Muscle Energy Technique Described
MET is a method of somatic correction (joint and muscle corrective therapy) in which the patient and the doctor work together to activate the injured, shortened or stiff muscle. From precise and controlled positions, the patient is asked to use force to press his limb (held in a specific position based on diagnosis and muscles treated) against opposing force from the doctor’s hands. This, in effect, re-sets the muscle tone and bone structure toward normalcy to restore normal range of motion and decrease pain.
How it works is that muscle energy is used, or energy is applied through muscle flexing, against a fixed restrictive barrier, usually the doctor’s hand. The doctor places his hand on the side of the knee, for example, of a patient lying on his back with knees bent and feet flat; and he applies an amount of force that the patient must match. The force from the muscle meets the force of the barrier, and it seems as if neither the physician’s hand nor the patient’s knee move. Yet internally there is much happening through the isometric contraction of the patient’s muscles.
How It Works
This simple action causes the agonistic muscle to fatigue and relax, thereby allowing the antagonistic muscle to move farther along its range of motion with less restriction and pain. There are eight basic steps to the application of MET as applied to a specific treatment site:
- A correct somatic assessment and diagnosis is made.
- The restrictive barrier is engaged in as many planes as possible.
- Counterforce is matched between physician and patient, with the physician setting and managing the force.
- The patient applies isometric force in the opposite direction of the restriction (if it hurts to pull the leg in, push it out) and holds against the physician’s barrier for five to 21 seconds, depending on what the doctor thinks is necessary.
- After the count, the patient is asked to release all force but not move the limb from its location, thus allowing the muscles to relax completely.
- The physician moves the patient’s limb to the next barrier of pain, a new position further along the range of motion that was not possible before the session.
- Steps 3 through 6 are repeated not more than five times in one session, as this allows the greatest change in range of motion without causing inflammation or rebound pain.

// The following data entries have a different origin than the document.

PR #4311, opened 2021-11-22
Only try to look up local hostname in dev container

elliotcm:
This breaks outside the dev container.


cesidio (approved):

elliotcm:
We tried to check this for a dev containers user but apparently even `master` isn't working, so @csutter can chip in when he's back if this causes an issue.

PR #4318, opened 2021-11-23
[TEVA-3446] Sign in user after account confirmation even when already confirmed

david-mears-dfe:
This is one possible approach to the problem we suspect is caused by BingPreview clicking on one-time-use links in confirmation emails. As things stand, for some users the link will not work (will show as 'expired') when the account is already confirmed, because of BingPreview (or similar bots).

The Devise controller’s ‘show’ action has a yield resource if block_given? which I am hooking into here, in order to (in effect) remove any check that the account has already been confirmed. If the account’s already confirmed, the user has the same experience as when they are confirming for the first time: they are signed in.

## Alternative ideas

Feel free to suggest alternative ideas.

We could instead block the page from requests with BingPreview in the user agent, but then we'd have to keep a denylist of bots, which could never be exhaustive; and it might play havoc with the bots' intended behaviour.

We could also vary the content on the 'confirmation invalid' page depending if the jobseeker is confirmed yet or not, but that would have the downsides of interrupting the users and of requiring new content to be written for this very rare scenario.

## Jira ticket URL

https://dfedigital.atlassian.net/browse/TEVA-3446

### DIFF
--- a/app/controllers/jobseekers/confirmations_controller.rb
+++ b/app/controllers/jobseekers/confirmations_controller.rb
@@ -1,6 +1,12 @@
 class Jobseekers::ConfirmationsController < Devise::ConfirmationsController
   after_action :remove_devise_flash!, only: %i[create]
 
+  def show
+    super do |jobseeker|
+      jobseeker.errors.delete(:email, :already_confirmed) if jobseeker.errors.added?(:email, :already_confirmed)
+    end
+  end
+
   protected
 
   def after_confirmation_path_for(resource_name, resource)
--- a/spec/system/jobseekers_can_sign_up_to_an_account_spec.rb
+++ b/spec/system/jobseekers_can_sign_up_to_an_account_spec.rb
@@ -51,5 +51,15 @@ RSpec.describe "Jobseekers can sign up to an account" do
         end
       end
     end
+
+    context "when the confirmation link is followed after the account has already been confirmed" do
+      before { jobseeker.confirm }
+
+      it "still signs them in" do
+        visit first_link_from_last_mail
+        expect(current_path).to eq(jobseekers_saved_jobs_path)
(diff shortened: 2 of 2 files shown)


cesidio (approved):
❤️  very elegant

elliotcm:
I think this is fine.  I would however suggest that if we're having problems with bots causing side-effects on a GET, we should be using a POST instead.  With this approach we're treating bot confirmations as legit, when someone has just opened (or maybe even received) the email.

IMO we should add a form to the page with a button for them to click, or click it for them with JS if there's a bot-safe way to do it.

david-mears-dfe:
> I would however suggest that if we're having problems with bots causing side-effects on a GET, we should be using a POST instead.

You make a good point.

Having side-effects (model updates) as a consequence of a GET request is in this case part of Devise:

https://github.com/heartcombo/devise/blob/8593801130f2df94a50863b5db535c272b00efe1/app/controllers/devise/confirmations_controller.rb#L21

So this would be a heavy departure from the Devise defaults (which are dubiously RESTful).

We could add another GET endpoint to the controller, with a button that triggers the `show` action.

The POST request to the controller is already 'taken'; it sends the initial confirmation email (with a link to the GET endpoint), so any button we add could be a PUT request.

elliotcm:
@david-mears-dfe 
> The POST request to the controller is already 'taken'; it sends the initial confirmation email (with a link to the GET endpoint), so any button we add could be a PUT request.

Are we prevented from adding another action to the controller?

david-mears-dfe:
This is being closed in favour of the approach discussed above by elliot.

david-mears-dfe:
Another reason for not doing the above is that then the confirmation email would become a permanent password-equivalent that anyone could use at any time to log into that account... I think?

PR #4319, opened 2021-11-23
[TEVA-3305] Updates to Jobseeker Flows

robyoung91:
## Jira ticket URL

https://dfedigital.atlassian.net/browse/TEVA-3305

## Changes in this PR:

- Ensures that unless a user signs in from an "Apply for this job" or "Save this job for later" link, they are directed to either the "My applications" dashboard (if they have any applications) or the "Saved jobs" dashboard (if they have no applications. 
- Ensures that the `:jobseeker_root_path` session variable is destroyed upon signing out.
- Ensures that the `:jobseeker_root_path` session variable does not persist if a user navigates away from the sign in page after being sent there after clicking an "Apply for this job" or "Save this job for later" link - meaning if they sign in from elsewhere, they will be directed to the correct page on their dashboard.

### DIFF
--- a/app/controllers/application_controller.rb
+++ b/app/controllers/application_controller.rb
@@ -12,10 +12,11 @@ class ApplicationController < ActionController::Base
   before_action :store_jobseeker_redirect_to!, if: -> { redirect_to_param.present? }
   before_action :trigger_click_event, if: -> { click_event_param.present? }
   before_action { EventContext.request_event = request_event }
+  before_action :destroy_jobseeker_return_to!
 
   after_action :trigger_page_visited_event, unless: :request_is_healthcheck?
 
-  helper_method :cookies_preference_set?, :referred_from_jobs_path?, :user_type, :utm_parameters, :current_variant?
+  helper_method :cookies_preference_set?, :current_variant?, :jobseeker_root_path, :referred_from_jobs_path?, :user_type, :utm_parameters
   helper GOVUKDesignSystemFormBuilder::BuilderHelper
 
   include Publishers::AuthenticationConcerns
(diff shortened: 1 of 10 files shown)


app/controllers/jobseekers/base_controller.rb
```diff
@@ -9,6 +9,8 @@ def storable_location?
   end
 
   def store_jobseeker_location!
+    return if request.referrer && URI(request.referrer).path == "/jobseekers/sign-in"
```
david-mears-dfe, line 12: I think it's more often spelt `referer`, due to a historic misspelling when the protocol was agreed...

Bear in mind not all browsers will set the referer header, so this wont' work for everyone.

app/controllers/jobseekers/sessions_controller.rb
```diff
@@ -11,8 +12,19 @@ class Jobseekers::SessionsController < Devise::SessionsController
...
 
+  def destroy
+    session.delete(:jobseeker_return_to)
+    super
+  end
+
   private
 
+  def destroy_jobseeker_return_to
+    return if request.referrer && (URI(request.referrer).path.include? "/job_application/new")
```
david-mears-dfe, line 23: Bear in mind not all browsers will set the referer header, so this wont' work for everyone.

app/controllers/application_controller.rb
```diff
@@ -47,6 +48,14 @@ def user_type
     end
   end
 
+  def jobseeker_root_path
+    if current_jobseeker.job_applications.any?
+      jobseekers_job_applications_path
+    else
+      jobseekers_saved_jobs_path
+    end
+  end
```
elliotcm, line 57: A small issue here is that the entry you've removed from `routes.rb` does a little more than just this.  You'd want to:

1. also define `jobseeker_root_url`
2. pass any args through to the more specific methods in case people are passing stuff in

elliotcm (changes requested):
Looks good generally, one issue we'll need to correct.

app/controllers/application_controller.rb
elliotcm:
```suggestion
  def jobseeker_root_path(*args)
    if current_jobseeker.job_applications.any?
      jobseekers_job_applications_path(*args)
    else
      super(*args)
    end
  end

  def jobseeker_root_url(*args)
    if current_jobseeker.job_applications.any?
      jobseekers_job_applications_url(*args)
    else
      super(*args)
    end
  end
```

elliotcm (approved):

PR #4356, opened 2021-12-01
Fix smoke test

cesidio:


david-mears-dfe (approved):

david-mears-dfe:
This fixes the immediate problem but it would be nice to use capybara when we have time!

PR #4359, opened 2021-12-01
Fix flaky spec

cesidio:


elliotcm (approved):
Highly suspicious, but, sure.

csutter (approved):

PR #4377, opened 2021-12-03
[TEVA-3554] Remove status tags on published jobs

cesidio:
## Jira ticket URL

https://dfedigital.atlassian.net/browse/TEVA-3554

### Before
Screenshot 2021-12-03 at 14 22 00

### After
Screenshot 2021-12-03 at 14 21 10


csutter (approved):
I think one day I would prefer refactoring the `ReviewComponent` to encapsulate whether or not we show the tags – but for now this is okay.

PR #4378, opened 2021-12-03
TEVA-3509 Add the new "copy existing or create new" vacancy creation flow

elliotcm:
## Jira ticket URL

https://dfedigital.atlassian.net/browse/TEVA-3509

## Screenshots of UI changes:

See review app and comments below.


elliotcm:
Screenshot 2021-12-07 at 15 11 19
Screenshot 2021-12-07 at 15 11 24
Screenshot 2021-12-07 at 15 11 29
Screenshot 2021-12-07 at 15 11 34

spec/factories/support/random_helpers.rb
```diff
@@ -0,0 +1,23 @@
...
+    if Rails.env.test?
+      range.min
+    else
+      rand(range)
+    end
+  end
+
+  def factory_sample(things, num = 1)
+    if Rails.env.test?
+      num == 1 ? things.first : things[0...num]
```
csutter, line 12:
```ruby
things.take(num)
```

app/components/vacancy_selector_component/vacancy_selector.js
```diff
@@ -0,0 +1,125 @@
...
+      },
+    });
+  }
+
+  static inputValueTemplate(choice) {
+    if (choice) {
+      return choice['job-title'].innerText;
+    }
+
+    return undefined;
```
csutter, line 95: This should return `undefined` by default anyway, or does ESlint want it to be explicit?

app/models/organisation.rb
```diff
@@ -46,6 +46,10 @@ def local_authority?
     local_authority_code.present?
   end
 
+  def trust_or_la?
+    trust? || local_authority?
```
csutter, line 50: This is identical to `school_group?`

csutter (approved):
Couple of comments but looks good 👍

spec/factories/support/random_helpers.rb
elliotcm: Will still need to check for `1` since `sample` returns an item for 1 and an array for anything else, but I can use it for the second part.

app/components/vacancy_selector_component/vacancy_selector.js
elliotcm: Yeah the linter complains if there's no explicit return.

app/models/organisation.rb
elliotcm: I have no idea what the intent behind all these is, but in terms of the code/DB they're different.

`trust?` and `local_authority?` are based on the presence of strings whereas `school_group?` checks for a subclass (which is unrelated to those two values).

elliotcm:
> @elliotcm looks good apart from one issue where I see "date: not set" I created a job listing and, from the confirmation screen, I selected "Create another job listing" . When I went to Select a job to copy the closing date of my job was not shown, despite it being defined. image This is also shown if I go in through the Create a job listing action. image
> 
> It is however shown when I go into the listing itself.

@bencmitchell Thanks, I'll take a look.

bencmitchell:
Looks sorted 👍 
image

PR #4379, opened 2021-12-03
[TEVA-3577] validate makekfile execution arguments

felixtheflex:
## Jira ticket URL

## Changes in this PR:

As is, condition element (bool) of the `if statments` in the makefile arguments execuate as `true` if the content of the variable is not empty; i.e. we only consider if the variable is not empty and not the value of the variable. E.g. $(CONFIRM_PRODUCTION) i.e. CONFIRM_PRODUCTION=no. 

If someone types `make production terraform-deploy CONFIRM_PRODUCTION=no`, terraform deploy will run successfully despite CONFIRM_PRODUCTION being set No. This could be dangerous, especially for someone new to the project.

This PR is to ensure with other variables such as CONFIRM_DESTROY, only gets executed when they are set to YES as an argument.

### DIFF
--- a/Makefile
+++ b/Makefile
@@ -55,8 +55,8 @@ staging: ## staging
 		$(eval backend_config=-backend-config="key=$(env)/app.tfstate")
 
 .PHONY: production
-production: ## production # Requires `CONFIRM_PRODUCTION` to be present (any value)
-		$(if $(CONFIRM_PRODUCTION), , $(error Can only run with CONFIRM_PRODUCTION))
+production: ## production # Requires `CONFIRM_PRODUCTION=YES` to be present
+		@if [[ "$(CONFIRM_PRODUCTION)" != "YES" ]]; then echo "Please enter "CONFIRM_PRODUCTION=YES" to run workflow"; exit 1; fi
 		$(eval env=production)
 		$(eval space=teaching-vacancies-production)
 		$(eval var_file=$(env))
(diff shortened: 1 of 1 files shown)


Makefile
```diff
@@ -56,7 +56,7 @@ staging: ## staging
 
 .PHONY: production
 production: ## production # Requires `CONFIRM_PRODUCTION` to be present (any value)
```
david-mears-dfe, line 58: This comment should be updated, correct?

david-mears-dfe (commented):
I like it a lot! As I don't know the language involved here I'll let someone else give it a stamp of approval.

Makefile
```diff
@@ -55,8 +55,9 @@ staging: ## staging
 		$(eval backend_config=-backend-config="key=$(env)/app.tfstate")
 
 .PHONY: production
-production: ## production # Requires `CONFIRM_PRODUCTION` to be present (any value)
+production: ## production # Requires `CONFIRM_PRODUCTION` to be present
 		$(if $(CONFIRM_PRODUCTION), , $(error Can only run with CONFIRM_PRODUCTION))
+		$(shell if ! [[ $(CONFIRM_PRODUCTION) = "YES" ]]; then echo "Please enter "CONFIRM_PRODUCTION=YES" to run workflow"; fi)
```
saliceti, line 60: I'm getting an error:
```
% make production CONFIRM_PRODUCTION=whatever                                
Please enter CONFIRM_PRODUCTION=YES to run workflow
make: Please: No such file or directory
make: *** [production] Error 1
```

saliceti (approved):

PR #4383, opened 2021-12-06
[TEVA-3417] Convert map.js to use Stimulus and OpenStreetMap

cesidio:
## Jira ticket URL

https://dfedigital.atlassian.net/browse/TEVA-3417

### Before
Screenshot 2021-12-06 at 11 09 41

### After
Screenshot 2021-12-06 at 17 28 45


app/components/map_component/map.js
```diff
@@ -0,0 +1,49 @@
...
+          this[item.type](item.data);
+        });
+      });
+    });
+  }
+
+  create(point, zoom) {
+    this.map = L.map('map').setView(point, zoom);
+
+    L.tileLayer('https://{s}.tile.openstreetmap.org/{z}/{x}/{y}.png').addTo(this.map);
```
csutter, line 31: We need to add OSM attribution to the map to comply with their licence:

```js
L.tileLayer(
  'https://{s}.tile.openstreetmap.org/{z}/{x}/{y}.png',
  {
    attribution: 'Map data &copy; <a href="https://www.openstreetmap.org/copyright">OpenStreetMap</a> contributors'
  }
).addTo(this.map);
```

csutter (changes requested):
Looks good - see comment about the licence attribution.

I reckon we can go live with OSM, and then maybe switch to Mapbox if we think that's useful.

david-mears-dfe:
This version of Essex (which has multiple polygons because it has islands) worries me. Is this a flaw in the debugging tool or in the location search itself? If the debugging tool is making me think there is a bug when there isn't, we could consider getting rid of the debugging tool rather than trying to invest time in debugging it. Or I can put it on the Christmas firebreak list...

Screenshot 2021-12-06 at 21 33 36

csutter (approved):

alexbowen:
tested and working on IE11

alexbowen (approved):

cesidio:
> This version of Essex (which has multiple polygons because it has islands) worries me. Is this a flaw in the debugging tool or in the location search itself? If the debugging tool is making me think there is a bug when there isn't, we could consider getting rid of the debugging tool rather than trying to invest time in debugging it. Or I can put it on the Christmas firebreak list...
> 
> Screenshot 2021-12-06 at 21 33 36

This has now been fixed, can you please test it again as soon as the new review app will build? Thanks for reporting it David! :)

- Somatic assessment is again made to judge how much correction has taken hold and whether further sessions are required.
When MET Is Appropriate
Be advised that not every type of pain and range restriction is suitable to treat with MET. For best results, MET is most suited for decreased range of motion caused by muscle spasm and tightness, hypertonic and hypotonic muscles (too tight or too lax), altered joint position, and decreased elasticity in ligaments and muscles. Barring serious physical traumatic injury, people suffering stiffness, pain and limited range of motion in the legs, hips, low back, pelvis, mid back, shoulders and neck have been treated. This technique has even been successful in alleviating edema and respiratory dysfunctions.
The important thing is to consult your physician and ask if he is skilled in MET. If he is not and if your pain and range of motion are taking a toll, tell him that you are interested in learning more about it and ask for a referral to a practitioner. It is gentler and more specific than PNF and other, similar, physical therapy and sports medicine modalities. I studied several such methods and prefer to use MET with my clients. Being assessed properly is essential to determine which joint structures or muscle groups are out of balance or alignment. This can be tricky to determine if one is untrained in the somatic diagnosis method, and so finding an educated practitioner is advised.